Monday, January 26, 5PM
Logan Center for the Arts, Penthouse Room 901
"THE ACADEMY IN A STATE OF SIEGE: PICTURES OF AN INSTITUTION"
RSVP encouraged
You are invited to join us at the Logan Center for the Arts for a public lecture by W. J. T. Mitchell titled "THE ACADEMY IN A STATE OF SIEGE: PICTURES OF AN INSTITUTION."
Since there is no doubt that the academy is in a state of siege at the present time, it seems like a good moment to reflect on the persons, places, and things we call “academies” and their long struggle with the forces that both threaten and define their existence. This will be a slide lecture on images and narratives of academia from the story of Akademos, to Plato’s Academy, to the Florentine Academy of Drawing, to the British Royal Academy, to Pierre Bourdieu’s Homo Academicus. W. J. T. Mitchell will focus on the role of the visual arts in the academy (including his own), and conclude with contemporary attempts to re-imagine the academy as itself a work of art.

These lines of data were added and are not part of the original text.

PR #372, opened 2021-02-02
Show all metrics in the item list (don't scroll)

wlach:
On request from @tdsmith. I do agree this seems better and more
in line with how other applications work. To prevent the list from
jumping around, I set a maximum height for each table cell (via a div
wrapper for the content). To make the full metric description easily
accessible, added a title tooltip which people can hover over.

image

### Pull Request checklist

      fixes, if applicable)

### DIFF
--- a/src/components/ItemList.svelte
+++ b/src/components/ItemList.svelte
@@ -5,7 +5,6 @@
 
   import { getItemURL } from "../state/urls";
 
-  import tippy from "./tippy";
   import Pagination from "./Pagination.svelte";
   import FilterInput from "./FilterInput.svelte";
   import Markdown from "./Markdown.svelte";
@@ -61,10 +60,8 @@
   }
 
   .item-property {
-    height: 24px;
+    height: 36px;
     overflow: hidden;
-    white-space: nowrap;
-    text-overflow: ellipsis;
   }
 
   table {
@@ -91,7 +88,7 @@
         background: rgba($color-link-hover, 0.1);
       }
       .description {
-        @include text-body-sm;
+        @include text-body-xs;
       }
     }
   }
--- a/src/components/ItemList.svelte
+++ b/src/components/ItemList.svelte
@@ -62,6 +62,7 @@
   .item-property {
     height: 40px;
     overflow-y: auto;
+    margin: -0.25rem;
   }
 
   table {
--- a/src/components/ItemList.svelte
+++ b/src/components/ItemList.svelte
@@ -121,8 +121,8 @@
       <!-- We have to do inline styling here to override Protocol CSS rules -->
       <!-- https://developer.mozilla.org/en-US/docs/Web/CSS/Specificity -->
       <col width="35%" />
-      <col width={itemType === 'metrics' ? '25%' : '65%'} />
-      <col width={itemType === 'metrics' ? '40%' : '0'} />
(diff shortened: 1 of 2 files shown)


tdsmith:
Thanks, that's helpful!

I would probably bias towards displaying the entire description instead of truncating it -- if I'm looking at more than one result here, I probably need the full context to decide which, if any, of these probes are the thing I need. It's not visually obvious that truncated text will have a tooltip with the full string; I'd probably assume I had to click on the probe names one-by-one. I don't know if copy-pasting into a Google Sheet works at all but I'd wonder how this would interact with that.

wlach:
> Thanks, that's helpful!
> 
> I would probably bias towards displaying the entire description instead of truncating it -- if I'm looking at more than one result here, I probably need the full context to decide which, if any, of these probes are the thing I need. It's not visually obvious that truncated text will have a tooltip with the full string; I'd probably assume I had to click on the probe names one-by-one. I don't know if copy-pasting into a Google Sheet works at all but I'd wonder how this would interact with that.

The problem with showing the full description is that it will cause the pagination to jump around as the user navigates, since the amount of description is highly variable (of course we could set the height of each row to a ridiculously large number to ensure that's never a problem).

One compromise might be to use a smaller font for the description text and make the rows slightly larger. What do you think of this? 
image

wlach:
@tdsmith do you have any further feedback on the approach above, or should I go ahead and merge? You can play with it a bit at: https://deploy-preview-372--glean-dictionary-dev.netlify.app/apps/fenix

Also see @Iinh's followup in #375

wlach:
I'm pretty sure this is an improvement, let's go with this. @Iinh any thoughts?

src/components/ItemList.svelte
```diff
@@ -85,7 +88,7 @@
         background: rgba($color-link-hover, 0.1);
       }
       .description {
-        @include text-body-sm;
+        @include text-body-xs;
```
Iinh, line 91: This is too small imo, to the point where it's slightly hard to read. I think we should keep the old size, and make a few compromises in other places. 
```suggestion
        @include text-body-sm;
```

src/components/ItemList.svelte
```diff
@@ -54,13 +54,16 @@
...
-    overflow: scroll;
     a {
       text-decoration: none;
     }
   }
 
+  .item-property {
+    height: 36px;
+    overflow: hidden;
+  }
```
Iinh, line 65: Let's make the div a little bit taller. Also, if we set `overflow-y` to be auto here the content is still hidden when overflown, but with a scrollbar visible for users to read the rest of the content

```suggestion
  .item-property {
    height: 40px;
    overflow-y: auto;
  }
```

Iinh (commented):
I like the new layout. To give the description column more space, we could also increase its width.
```
      <col width="30%" />
      <col width={itemType === 'metrics' ? '20%' : '70%'} />
      <col width={itemType === 'metrics' ? '50%' : '0'} />
```
https://github.com/mozilla/glean-dictionary/blob/c784f551f713915bae79cf4dc89eb78f8742a299/src/components/ItemList.svelte#L120-L122

tdsmith:
I like this a lot; super sorry for the delayed feedback here.

Iinh (approved):

PR #375, opened 2021-02-05
[WIP] Add items per page input

Iinh:
Something that I thought about after reading #372: since users have different preferences when it comes to how they want the metric list to look like (more vs less pagination, longer vs shorter list, etc.), we should make the display more customizable. In this PR I experimented with letting users choose how many items they want shown per page. @wlach If you think this could be helpful I'll work on improving the input UI.

Screen Shot 2021-02-05 at 9 50 24 AM

### Pull Request checklist

      fixes, if applicable)

### DIFF
--- a/src/__snapshots__/storyshots.test.js.snap
+++ b/src/__snapshots__/storyshots.test.js.snap
@@ -462,13 +462,28 @@ exports[`Storyshots ItemList Default 1`] = `
   class="storybook-snapshot-container"
 >
   <span
-    class="expire-checkbox svelte-1wy46sp"
+    class="output-control svelte-o23uf0"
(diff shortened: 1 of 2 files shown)


wlach:
I think this is a cool idea, however I might just provide a "show all" button on the bottom which removes the pagination (I think that's more in the spirit of what @tdsmith was asking for).

image

Iinh:
Thank you for the feedback. I'll change this to a "Show All" button

tdsmith:
A "no pagination" option would be awesome!

Iinh:
I've opened #403 for the "Show All"/"No Paginate" option.

PR #403, opened 2021-02-16
Add "Paginate" checkbox

Iinh:
From the discussion in #375, I add a "Paginate" checkbox so users can choose whether or not they want the metric display to be paginated.
CleanShot 2021-02-16 at 11 17 26@2x

### Pull Request checklist

      fixes, if applicable)

### DIFF
--- a/src/components/ItemList.svelte
+++ b/src/components/ItemList.svelte
@@ -12,7 +12,7 @@
 
   import { isExpired } from "../state/metrics";
 
-  let DEFAULT_ITEMS_PER_PAGE = 20;
+  let itemsPerPage = 20;
 
   export let appName;
   export let items;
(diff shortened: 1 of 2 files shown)


src/components/ItemList.svelte
```diff
@@ -111,6 +112,10 @@
         <input type="checkbox" bind:checked={showExpired} />
         Show expired metrics
       </label>
+      <label>
+        <input type="checkbox" bind:checked={paginated} />
+        Paginate
+      </label>
```
Iinh, line 118: - I opted to put this checkbox on top instead of below the Pagination bar because I thought that if the user unclicked this box but changed their mind, they would not have to scroll past hundreds of items to get to the bottom to find it. 

- "Paginate" instead of "Show All" because next to the "Show expired metrics" box, "Show All" might not be as clear a name as "Paginate"? 

What do you think @wlach?

wlach (approved):
Looks reasonable! Let's land it and see how it works for people.

PR #455, opened 2021-03-08
Markdown improvements

wlach:
* Add option to not display inline, which is what we want for larger
  free-form text
* Fix display of lists by using protocol's styles


wlach:
This substantially improves the display of metric descriptions that involved lists. E.g. compare:

https://deploy-preview-455--glean-dictionary-dev.netlify.app/apps/firefox-ios-dev/metrics/bookmarks_add

With:

https://dictionary.protosaur.dev/apps/firefox-ios-dev/metrics/bookmarks_add

src/components/Markdown.svelte
```diff
@@ -1,9 +1,27 @@
 <script>
-  import { parseInline } from "marked";
+  // you would think we could just do:
+  // import marked from "marked", but that seems to cause
+  // weird problems with jest and storyshots (probably because
+  // of how it imports/compiles ES modules). this is the only
+  // workaround I found
```
wlach, line 6: This makes me grumpy, but I couldn't find any alternative. :( I suspect this is an issue with marked (it came up earlier as well, though I can't find the reference)

src/components/Markdown.svelte
```diff
@@ -1,9 +1,27 @@
...
+  export let inline = true;
 </script>
 
-<slot>
+{#if inline}
   {@html parseInline(text)}
-</slot>
+{:else}
+  {@html parse(text)}
+{/if}
```
robhudson, line 27: Maybe a code comment about why this was needed or what it accomplishes.

src/pages/MetricDetail.svelte
```diff
@@ -90,9 +90,7 @@
 
   <PageTitle text={metric.name} />
 
-  <p>
-    <Markdown text={metric.description} />
-  </p>
+  <Markdown text={metric.description} inline={false} />
```
robhudson, line 93: The `text` seems more "HTML"-like if it were in a `slot`, perhaps?

src/components/Markdown.svelte
robhudson: Bummer, but maybe a comment to that effect for future code readers is fine.

robhudson (changes requested):
r+wc

src/pages/MetricDetail.svelte
wlach: Yeah, this is the way we implemented it originally but it needed some hacks to work and had some problems. @Iinh reverted this behaviour in #192

wlach: (as such I'm going to merge this in, but if you want to follow up on this let me know)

Moderated by Artist and Gray Center Director of Programs in Fellowships, Zachary Cahill.
Hosted by the Open Practice Committee in the Department of Visual Arts and co-sponsored by the Departments of Art History and English, 3CT and Critical Inquiry
W. J. T. Mitchell is Distinguished Professor Emeritus at UChicago. He has published widely on the role of images and media in political culture and the visual arts, including articles about Israel/Palestine dating back to the 1980s. His books include Iconology, Landscape and Power, What Do Pictures Want? Cloning Terror: The War of Images, 9-11 to the Present, Seeing through Race, Occupy: Essays in Disobedience (with Mick Taussig and Bernard Harcourt), and The Last Dinosaur Book. His latest book, Seeing through Madness: Essays in Crazy Times will be published in 2026.